PR #480, opened 2026-06-04
Async Request-Response for Bulk Variation Registration

### LINKED ISSUE #473: Add async request-response (queueing) for `PUT /variations` endpoint
### Feature description

The `/vcf` endpoints provide optional for asynchronous request-response pattern using Celery as a queueing and worker management backend.  Support the same asynchronous request-response pattern for the `/variations` endpoint.

### Use case

The asynchronous request-response pattern allow for better reliability and scalability in cloud environments because it supports long running requests (>30 secs) without having to maintain open HTTP connections.  The queueing and worker support provided by Celery provides better horizontal scalability and adaptability in shared compute environments.

### Acceptance Criteria

A `run_async` query parameter can be provided to the `/variations` endpoint to process the request using the asynchronous request-response pattern.  When `run_async` is `true`, a `run_id` can be optionally provided to identify the processing job during the response polling phase.  If `run_id` is not provided, a random identifier will be generated.

If queueing is not enabled, passing `run_async=true` results in a 400 response.

### Proposed solution

Implement asynchronous request-response processing for `/variations` requests using the same pattern established for the `/vcf` endpoints.

### Alternatives considered

_No response_

### Implementation details

_No response_

### Potential Impact

The changes will be fully backwards compatible with existing functionality.

### Additional context

_No response_

### Contribution

None

ehclark:
### Summary

This PR adds asynchronous request-response support to the `PUT /variations` endpoint, following the same [async request-reply pattern](https://learn.microsoft.com/en-us/azure/architecture/patterns/async-request-reply) already used by the `/vcf` endpoints. Large batches of variation registrations can now be submitted asynchronously via `PUT /variations?run_async=true`, returning a `202 Accepted` with a `run_id` that the client polls at `GET /variations/{run_id}` until the result is ready.

As part of this work, the shared async task lifecycle logic (Celery state machine handling, run-ID validation, async-enabled checks) was extracted from the VCF router into a new reusable module, and the VCF router was refactored to consume it.

### Key Changes

**New module: `src/anyvar/restapi/async_utils.py`**
Extracts three reusable helpers previously inline in the VCF router:
- `check_async_enabled()` — returns an `ErrorResponse` (400) if async prerequisites are missing
- `validate_run_id_available()` — rejects duplicate `run_id` values that are still active in Celery
- `resolve_async_task_status()` — encapsulates the full Celery task state machine: SUCCESS → call `on_success` callback and forget; FAILURE → extract error code, optional cleanup, forget; PENDING → poll up to 5s then 404; SENT → 202 with `Retry-After`

**Modified: `src/anyvar/restapi/variations_router.py`**
- `PUT /variations` gains `run_async` (bool) and `run_id` (optional str) query parameters. When `run_async=true`, the request body is serialized and dispatched to a Celery task, returning a `RunStatusResponse` with `Location` and `Retry-After` headers.
- New `GET /variations/{run_id}` endpoint delegates to `resolve_async_task_status()` to return status or completed results.

**Modified: `src/anyvar/restapi/vcf_router.py`**
Refactored to import and use the shared helpers from `async_utils` instead of inline implementations.

**New Celery task: `register_variations` in `src/anyvar/queueing/celery_worker.py`**
Deserializes `VariationRequest` dicts, calls `_register_variations()` via the worker's `AnyVar` instance, and returns serialized `RegisterVariationResponse` dicts. Uses the same `enter_task()`/`exit_task()`/`maybe_teardown_anyvar_app()` lifecycle as existing VCF tasks.

**New: `has_variations_queueing_enabled()` in `src/anyvar/anyvar.py`**
A lighter prerequisite check than the VCF equivalent — requires only `celery` + `CELERY_BROKER_URL` (no `aiofiles` or `ANYVAR_VCF_ASYNC_WORK_DIR`), since variation registration doesn't involve file I/O.

### Configuration

New environment variables (documented in `docs/source/configuration/async.rst`):

| Variable | Default | Purpose |
|---|---|---|
| `ANYVAR_VARIATIONS_ASYNC_FAILURE_STATUS_CODE` | `500` | HTTP status returned by `GET /variations/{run_id}` on task failure |
| `ANYVAR_EXPECTED_VARIATIONS_PER_SECOND` | `100` | Used to estimate `Retry-After` header value |

Async variation registration requires only `CELERY_BROKER_URL` and `CELERY_BACKEND_URL` — not the VCF-specific `ANYVAR_VCF_ASYNC_WORK_DIR`.

### Tests

- **`tests/unit/restapi/test_async_utils.py`** — unit tests for all three shared helpers covering success, failure, timeout, cleanup, and edge cases
- **`tests/unit/restapi/test_variations_router.py`** — endpoint tests for `PUT /variations` (async disabled, duplicate run_id, async success, custom run_id, sync fallback) and `GET /variations/{run_id}` (async disabled, delegation to resolver)

### Documentation

- `docs/source/usage/rest_api.rst` — new "Asynchronous Bulk Registration" section with usage examples
- `docs/source/configuration/async.rst` — new "Variation Registration Settings" section; clarifying note that variation async doesn't require `ANYVAR_VCF_ASYNC_WORK_DIR`

**Closes #473**


src/anyvar/restapi/async_utils.py
```diff
@@ -0,0 +1,159 @@
...
+        )
+    return None
+
+
+async def resolve_async_task_status(
+    run_id: str,
+    response: Response,
+    *,
+    on_success: Callable[
+        [AsyncResult],
```
jennifer-bowser: Above we have the try/catch block for importing `queueing` dependencies; but then we use those imports here whether they've been imported or not. So if you're trying to start AnyVar without the queueing dependencies installed, the app breaks when it tries to import this file. 

I asked Codex for solves, and it recommended adding `from __future__ import annotations` - this makes it so that type hints are as strings instead of being evaluated immediately at import time

I also wonder if we should add a `if not _has_async_imports` check to the beginning of this function (similar to the one in the `validate_run_id_available` function)

src/anyvar/anyvar.py
```diff
@@ -94,6 +94,14 @@ def has_queueing_enabled() -> bool:
     )
 
 
+def has_variations_queueing_enabled() -> bool:
+    """Determine whether or not asynchronous task queueing is enabled for variations"""
+    return (
+        importlib.util.find_spec("celery") is not None
+        and os.environ.get("CELERY_BROKER_URL", "") != ""
```
jennifer-bowser, line 108: If I'm tracking correctly here, I believe we also need to check that `CELERY_BACKEND_URL` is set? Or else make that value default to the same as the broker URL in the config setup, instead of defaulting to `None`.

jennifer-bowser (changes requested):
Nice, this looks great! Just a couple of comments for you

src/anyvar/anyvar.py
ehclark: Update config to default `CELERY_BACKEND_URL` to value for `CELERY_BROKER_URL`.

src/anyvar/restapi/async_utils.py
ehclark: `from __future__ import annotations` seems like too blunt of an instrument for my liking.  And it will be deprecated soon anyway.  Updated the code to be sensitive to available imports when defining functions.

jsstevenson: on that note: @ehclark we talked in our group call this morning about whether it would make our lives easier to just incorporate queueing dependencies directly into the main dependency group instead of catching importerrors -- feel free to add thoughts [here](https://github.com/biocommons/anyvar/discussions/483) if you have strong feelings

ehclark:
@jennifer-bowser This is ready for re-review

theferrit32 (approved):

jennifer-bowser (approved):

::::::::

Work instruction: Each entry above is to be printed again exactly.

Response area:
PR #480, opened 2026-06-04
Async Request-Response for Bulk Variation Registration

### LINKED ISSUE #473: Add async request-response (queueing) for `PUT /variations` endpoint
### Feature description

The `/vcf` endpoints provide optional for asynchronous request-response pattern using Celery as a queueing and worker management backend.  Support the same asynchronous request-response pattern for the `/variations` endpoint.

### Use case

The asynchronous request-response pattern allow for better reliability and scalability in cloud environments because it supports long running requests (>30 secs) without having to maintain open HTTP connections.  The queueing and worker support provided by Celery provides better horizontal scalability and adaptability in shared compute environments.

### Acceptance Criteria

A `run_async` query parameter can be provided to the `/variations` endpoint to process the request using the asynchronous request-response pattern.  When `run_async` is `true`, a `run_id` can be optionally provided to identify the processing job during the response polling phase.  If `run_id` is not provided, a random identifier will be generated.

If queueing is not enabled, passing `run_async=true` results in a 400 response.

### Proposed solution

Implement asynchronous request-response processing for `/variations` requests using the same pattern established for the `/vcf` endpoints.

### Alternatives considered

_No response_

### Implementation details

_No response_

### Potential Impact

The changes will be fully backwards compatible with existing functionality.

### Additional context

_No response_

### Contribution

None

ehclark:
### Summary

This PR adds asynchronous request-response support to the `PUT /variations` endpoint, following the same [async request-reply pattern](https://learn.microsoft.com/en-us/azure/architecture/patterns/async-request-reply) already used by the `/vcf` endpoints. Large batches of variation registrations can now be submitted asynchronously via `PUT /variations?run_async=true`, returning a `202 Accepted` with a `run_id` that the client polls at `GET /variations/{run_id}` until the result is ready.

As part of this work, the shared async task lifecycle logic (Celery state machine handling, run-ID validation, async-enabled checks) was extracted from the VCF router into a new reusable module, and the VCF router was refactored to consume it.

### Key Changes

**New module: `src/anyvar/restapi/async_utils.py`**
Extracts three reusable helpers previously inline in the VCF router:
- `check_async_enabled()` — returns an `ErrorResponse` (400) if async prerequisites are missing
- `validate_run_id_available()` — rejects duplicate `run_id` values that are still active in Celery
- `resolve_async_task_status()` — encapsulates the full Celery task state machine: SUCCESS → call `on_success` callback and forget; FAILURE → extract error code, optional cleanup, forget; PENDING → poll up to 5s then 404; SENT → 202 with `Retry-After`

**Modified: `src/anyvar/restapi/variations_router.py`**
- `PUT /variations` gains `run_async` (bool) and `run_id` (optional str) query parameters. When `run_async=true`, the request body is serialized and dispatched to a Celery task, returning a `RunStatusResponse` with `Location` and `Retry-After` headers.
- New `GET /variations/{run_id}` endpoint delegates to `resolve_async_task_status()` to return status or completed results.

**Modified: `src/anyvar/restapi/vcf_router.py`**
Refactored to import and use the shared helpers from `async_utils` instead of inline implementations.

**New Celery task: `register_variations` in `src/anyvar/queueing/celery_worker.py`**
Deserializes `VariationRequest` dicts, calls `_register_variations()` via the worker's `AnyVar` instance, and returns serialized `RegisterVariationResponse` dicts. Uses the same `enter_task()`/`exit_task()`/`maybe_teardown_anyvar_app()` lifecycle as existing VCF tasks.

**New: `has_variations_queueing_enabled()` in `src/anyvar/anyvar.py`**
A lighter prerequisite check than the VCF equivalent — requires only `celery` + `CELERY_BROKER_URL` (no `aiofiles` or `ANYVAR_VCF_ASYNC_WORK_DIR`), since variation registration doesn't involve file I/O.

### Configuration

New environment variables (documented in `docs/source/configuration/async.rst`):

| Variable | Default | Purpose |
|---|---|---|
| `ANYVAR_VARIATIONS_ASYNC_FAILURE_STATUS_CODE` | `500` | HTTP status returned by `GET /variations/{run_id}` on task failure |
| `ANYVAR_EXPECTED_VARIATIONS_PER_SECOND` | `100` | Used to estimate `Retry-After` header value |

Async variation registration requires only `CELERY_BROKER_URL` and `CELERY_BACKEND_URL` — not the VCF-specific `ANYVAR_VCF_ASYNC_WORK_DIR`.

### Tests

- **`tests/unit/restapi/test_async_utils.py`** — unit tests for all three shared helpers covering success, failure, timeout, cleanup, and edge cases
- **`tests/unit/restapi/test_variations_router.py`** — endpoint tests for `PUT /variations` (async disabled, duplicate run_id, async success, custom run_id, sync fallback) and `GET /variations/{run_id}` (async disabled, delegation to resolver)

### Documentation

- `docs/source/usage/rest_api.rst` — new "Asynchronous Bulk Registration" section with usage examples
- `docs/source/configuration/async.rst` — new "Variation Registration Settings" section; clarifying note that variation async doesn't require `ANYVAR_VCF_ASYNC_WORK_DIR`

**Closes #473**


src/anyvar/restapi/async_utils.py
```diff
@@ -0,0 +1,159 @@
...
+        )
+    return None
+
+
+async def resolve_async_task_status(
+    run_id: str,
+    response: Response,
+    *,
+    on_success: Callable[
+        [AsyncResult],
```
jennifer-bowser: Above we have the try/catch block for importing `queueing` dependencies; but then we use those imports here whether they've been imported or not. So if you're trying to start AnyVar without the queueing dependencies installed, the app breaks when it tries to import this file. 

I asked Codex for solves, and it recommended adding `from __future__ import annotations` - this makes it so that type hints are as strings instead of being evaluated immediately at import time

I also wonder if we should add a `if not _has_async_imports` check to the beginning of this function (similar to the one in the `validate_run_id_available` function)

src/anyvar/anyvar.py
```diff
@@ -94,6 +94,14 @@ def has_queueing_enabled() -> bool:
     )
 
 
+def has_variations_queueing_enabled() -> bool:
+    """Determine whether or not asynchronous task queueing is enabled for variations"""
+    return (
+        importlib.util.find_spec("celery") is not None
+        and os.environ.get("CELERY_BROKER_URL", "") != ""
```
jennifer-bowser, line 108: If I'm tracking correctly here, I believe we also need to check that `CELERY_BACKEND_URL` is set? Or else make that value default to the same as the broker URL in the config setup, instead of defaulting to `None`.

jennifer-bowser (changes requested):
Nice, this looks great! Just a couple of comments for you

src/anyvar/anyvar.py
ehclark: Update config to default `CELERY_BACKEND_URL` to value for `CELERY_BROKER_URL`.

src/anyvar/restapi/async_utils.py
ehclark: `from __future__ import annotations` seems like too blunt of an instrument for my liking.  And it will be deprecated soon anyway.  Updated the code to be sensitive to available imports when defining functions.

jsstevenson: on that note: @ehclark we talked in our group call this morning about whether it would make our lives easier to just incorporate queueing dependencies directly into the main dependency group instead of catching importerrors -- feel free to add thoughts [here](https://github.com/biocommons/anyvar/discussions/483) if you have strong feelings

ehclark:
@jennifer-bowser This is ready for re-review

theferrit32 (approved):

jennifer-bowser (approved):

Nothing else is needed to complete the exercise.